● TASK OBJECTIVE
Reproduce all the data, character for character.

*** DATA IN THIS EXERCISE ***

PR #6166, opened 2024-04-26
fix(vue): avoid passing a proxied object in Configure

### LINKED ISSUE #6163: AisConfigure throws error: The `searchParameters` option expects an object.
### 🐛 Current behavior

Adding the AisConfigure component to my template throws an error. It was working until I updated versions.

`<AisConfigure :hits-per-page.camel="20" :filters="filters" />`

filters is a computed method that returns a string based on what tab is focused. I have checked and this is returning a properly formatted string.

```
const filters = computed(() => {
  if (state.activeTab === 'my') {
    return userFilter.value
  }
  if (state.activeTab === 'team') {
    return teamFilter.value
  }
  return adminFilter.value
})

const userFilter = computed(() => `user_id:${userStore.user.id}`)
const teamFilter = computed(() => `client_id:${userStore.client.id} AND NOT user_id:${userStore.user.id} AND NOT is_admin:1`)
const adminFilter = computed(() => 'is_admin:1')
```

I have removed the filters and the hits per page individually to see if either were throwing an error but the error was the same. I commented out the AisConfigure tag and it works- without the filters so I know it is something to do with this component.

I have also tried using v-bind to a simple object with static filters and I get the same error. Just adding the component with no props throws the error as well- which is what the error is intended for is my guess.

I have tried reverting versions, uninstalling/reinstalling and still remains.

The error:
```
connectConfigure.js:31 Uncaught (in promise) Error: The `searchParameters` option expects an object.

See documentation: https://www.algolia.com/doc/api-reference/widgets/configure/js/#connector
    at Proxy.<anonymous> (connectConfigure.js:31:13)
    at Proxy.created (widget.js:35:14)
    at callWithErrorHandling (runtime-core.esm-bundler.js:195:33)
    at callWithAsyncErrorHandling (runtime-core.esm-bundler.js:202:17)
    at callHook (runtime-core.esm-bundler.js:3634:3)
    at applyOptions (runtime-core.esm-bundler.js:3553:5)
    at finishComponentSetup (runtime-core.esm-bundler.js:7741:7)
    at setupStatefulComponent (runtime-core.esm-bundler.js:7664:5)
    at setupComponent (runtime-core.esm-bundler.js:7593:36)
    at mountComponent (runtime-core.esm-bundler.js:5922:7)
```

I went into the connectConfigure file and logged the widgetParams. It was an object and had the correct data inside, but it does not get past the isPlainObject check.

The code sandbox shows the relevant parts. Any help would be appreciated.

### 🔍 Steps to reproduce

Add the AisConfigure component to a vue template.

### Live reproduction

Not working but shows my imports and template.

https://codesandbox.io/p/devbox/async-leftpad-jrc38f?file=%2Fpages%2Findex.vue

### 💭 Expected behavior

It should work with the props being passed into.

### Package version

"vue-instantsearch": "^4.16.0", "algoliasearch": "^4.23.3",  "nuxt": "^3.10.0",

### Operating system

macOS 14.4.1

### Browser

Chrome 124.0.6367.78

### Code of Conduct

### LINKED ISSUE #6164: bug: vue-instantsearch issues with vue 3.4
### 🐛 Current behavior

When using the ais-configure component an error is thrown stating: "The `searchParameters` option expects an object. [...]".

The error is thrown in `instantsearch-js`:
https://github.com/algolia/instantsearch/blob/1b8e1d9680ca141861c715c030448b114b96f435/packages/instantsearch.js/src/connectors/configure/connectConfigure.ts#L84-L88

It's seems that the object that are passed along from 'ais-configure'  is a Proxy instance, and then the `isPlainObject` fails.

### 🔍 Steps to reproduce

image
algolia-500

### Live reproduction

https://codesandbox.io/p/devbox/jovial-ioana-g5j43k?file=%2Fsrc%2FApp.vue%3A23%2C36

### 💭 Expected behavior

Should render without error.

### Package version

vue-instantsearch 4.16.0

### Operating system

MacOS 13.2.1

### Browser

Arc 1.37.0

### Code of Conduct

aymeric-giraudet:
**Summary**

Fixes #6163 
Fixes #6164

**Result**

Added a test that was failing in Vue3, it works now !

### DIFF
--- a/packages/vue-instantsearch/src/components/Configure.js
+++ b/packages/vue-instantsearch/src/components/Configure.js
@@ -21,7 +21,7 @@ export default {
   computed: {
     widgetParams() {
       return {
-        searchParameters: this.$attrs,
+        searchParameters: { ...this.$attrs },
       };
     },
   },
--- a/packages/vue-instantsearch/src/components/Configure.js
+++ b/packages/vue-instantsearch/src/components/Configure.js
@@ -21,7 +21,7 @@ export default {
   computed: {
     widgetParams() {
       return {
-        searchParameters: { ...this.$attrs },
+        searchParameters: Object.assign({}, this.$attrs),
       };
     },
   },
--- a/packages/vue-instantsearch/src/components/__tests__/Configure.js
+++ b/packages/vue-instantsearch/src/components/__tests__/Configure.js
@@ -2,6 +2,8 @@
  * @jest-environment jsdom
  */
 
+import { isProxy } from 'node:util/types';
+
 import { mount } from '../../../test/utils';
 import { __setState } from '../../mixins/widget';
 import Configure from '../Configure';
@@ -41,6 +43,14 @@ it('accepts SearchParameters from attributes', () => {
     hitsPerPage: 5,
     distinct: true,
   });
+});
+
+it('assigns $attrs to a new object not wrapped by a proxy', () => {
+  const wrapper = mount(Configure, {
+    propsData: defaultProps,
+  });
+
+  expect(isProxy(wrapper.vm.widgetParams.searchParameters)).toBe(false);
 });
 
 it('renders null without default slot', () => {


packages/vue-instantsearch/src/components/Configure.js
```diff
@@ -21,7 +21,7 @@ export default {
   computed: {
     widgetParams() {
       return {
-        searchParameters: this.$attrs,
+        searchParameters: { ...this.$attrs },
```
dhayab, line 24: I'm not 100% sure but I think our build system does not allow destructuring for vue. Would this work as an alternative?

```suggestion
        searchParameters: Object.assign({}, this.$attrs),
```

aymeric-giraudet: Indeed 😪

Haroenv (approved):

dhayab (approved):

tkjaergaard:
💪

nickycdk:
@Haroenv - Doesn't seem like there are any new releases to the "vue-instantsearch" package?

ashotmark:
@Haroenv we are faced same issue, and I see that this is not published yet.
Our project is waiting until this will be published into npm. it would be appreciated that publish happens asap.
could you please let us know when this will be published?

dhayab:
Hi, we just released vue-instantsearch@4.16.1 which includes a fix for this issue.

ashotmark:
sounds good, thanks! let me upgrade now.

***

● ANSWER TO THIS TASK
PR #6166, opened 2024-04-26
fix(vue): avoid passing a proxied object in Configure

### LINKED ISSUE #6163: AisConfigure throws error: The `searchParameters` option expects an object.
### 🐛 Current behavior

Adding the AisConfigure component to my template throws an error. It was working until I updated versions.

`<AisConfigure :hits-per-page.camel="20" :filters="filters" />`

filters is a computed method that returns a string based on what tab is focused. I have checked and this is returning a properly formatted string.

```
const filters = computed(() => {
  if (state.activeTab === 'my') {
    return userFilter.value
  }
  if (state.activeTab === 'team') {
    return teamFilter.value
  }
  return adminFilter.value
})

const userFilter = computed(() => `user_id:${userStore.user.id}`)
const teamFilter = computed(() => `client_id:${userStore.client.id} AND NOT user_id:${userStore.user.id} AND NOT is_admin:1`)
const adminFilter = computed(() => 'is_admin:1')
```

I have removed the filters and the hits per page individually to see if either were throwing an error but the error was the same. I commented out the AisConfigure tag and it works- without the filters so I know it is something to do with this component.

I have also tried using v-bind to a simple object with static filters and I get the same error. Just adding the component with no props throws the error as well- which is what the error is intended for is my guess.

I have tried reverting versions, uninstalling/reinstalling and still remains.

The error:
```
connectConfigure.js:31 Uncaught (in promise) Error: The `searchParameters` option expects an object.

See documentation: https://www.algolia.com/doc/api-reference/widgets/configure/js/#connector
    at Proxy.<anonymous> (connectConfigure.js:31:13)
    at Proxy.created (widget.js:35:14)
    at callWithErrorHandling (runtime-core.esm-bundler.js:195:33)
    at callWithAsyncErrorHandling (runtime-core.esm-bundler.js:202:17)
    at callHook (runtime-core.esm-bundler.js:3634:3)
    at applyOptions (runtime-core.esm-bundler.js:3553:5)
    at finishComponentSetup (runtime-core.esm-bundler.js:7741:7)
    at setupStatefulComponent (runtime-core.esm-bundler.js:7664:5)
    at setupComponent (runtime-core.esm-bundler.js:7593:36)
    at mountComponent (runtime-core.esm-bundler.js:5922:7)
```

I went into the connectConfigure file and logged the widgetParams. It was an object and had the correct data inside, but it does not get past the isPlainObject check.

The code sandbox shows the relevant parts. Any help would be appreciated.

### 🔍 Steps to reproduce

Add the AisConfigure component to a vue template.

### Live reproduction

Not working but shows my imports and template.

https://codesandbox.io/p/devbox/async-leftpad-jrc38f?file=%2Fpages%2Findex.vue

### 💭 Expected behavior

It should work with the props being passed into.

### Package version

"vue-instantsearch": "^4.16.0", "algoliasearch": "^4.23.3",  "nuxt": "^3.10.0",

### Operating system

macOS 14.4.1

### Browser

Chrome 124.0.6367.78

### Code of Conduct

### LINKED ISSUE #6164: bug: vue-instantsearch issues with vue 3.4
### 🐛 Current behavior

When using the ais-configure component an error is thrown stating: "The `searchParameters` option expects an object. [...]".

The error is thrown in `instantsearch-js`:
https://github.com/algolia/instantsearch/blob/1b8e1d9680ca141861c715c030448b114b96f435/packages/instantsearch.js/src/connectors/configure/connectConfigure.ts#L84-L88

It's seems that the object that are passed along from 'ais-configure'  is a Proxy instance, and then the `isPlainObject` fails.

### 🔍 Steps to reproduce

image
algolia-500

### Live reproduction

https://codesandbox.io/p/devbox/jovial-ioana-g5j43k?file=%2Fsrc%2FApp.vue%3A23%2C36

### 💭 Expected behavior

Should render without error.

### Package version

vue-instantsearch 4.16.0

### Operating system

MacOS 13.2.1

### Browser

Arc 1.37.0

### Code of Conduct

aymeric-giraudet:
**Summary**

Fixes #6163 
Fixes #6164

**Result**

Added a test that was failing in Vue3, it works now !

### DIFF
--- a/packages/vue-instantsearch/src/components/Configure.js
+++ b/packages/vue-instantsearch/src/components/Configure.js
@@ -21,7 +21,7 @@ export default {
   computed: {
     widgetParams() {
       return {
-        searchParameters: this.$attrs,
+        searchParameters: { ...this.$attrs },
       };
     },
   },
--- a/packages/vue-instantsearch/src/components/Configure.js
+++ b/packages/vue-instantsearch/src/components/Configure.js
@@ -21,7 +21,7 @@ export default {
   computed: {
     widgetParams() {
       return {
-        searchParameters: { ...this.$attrs },
+        searchParameters: Object.assign({}, this.$attrs),
       };
     },
   },
--- a/packages/vue-instantsearch/src/components/__tests__/Configure.js
+++ b/packages/vue-instantsearch/src/components/__tests__/Configure.js
@@ -2,6 +2,8 @@
  * @jest-environment jsdom
  */
 
+import { isProxy } from 'node:util/types';
+
 import { mount } from '../../../test/utils';
 import { __setState } from '../../mixins/widget';
 import Configure from '../Configure';
@@ -41,6 +43,14 @@ it('accepts SearchParameters from attributes', () => {
     hitsPerPage: 5,
     distinct: true,
   });
+});
+
+it('assigns $attrs to a new object not wrapped by a proxy', () => {
+  const wrapper = mount(Configure, {
+    propsData: defaultProps,
+  });
+
+  expect(isProxy(wrapper.vm.widgetParams.searchParameters)).toBe(false);
 });
 
 it('renders null without default slot', () => {


packages/vue-instantsearch/src/components/Configure.js
```diff
@@ -21,7 +21,7 @@ export default {
   computed: {
     widgetParams() {
       return {
-        searchParameters: this.$attrs,
+        searchParameters: { ...this.$attrs },
```
dhayab, line 24: I'm not 100% sure but I think our build system does not allow destructuring for vue. Would this work as an alternative?

```suggestion
        searchParameters: Object.assign({}, this.$attrs),
```

aymeric-giraudet: Indeed 😪

Haroenv (approved):

dhayab (approved):

tkjaergaard:
💪

nickycdk:
@Haroenv - Doesn't seem like there are any new releases to the "vue-instantsearch" package?

ashotmark:
@Haroenv we are faced same issue, and I see that this is not published yet.
Our project is waiting until this will be published into npm. it would be appreciated that publish happens asap.
could you please let us know when this will be published?

dhayab:
Hi, we just released vue-instantsearch@4.16.1 which includes a fix for this issue.

ashotmark:
sounds good, thanks! let me upgrade now.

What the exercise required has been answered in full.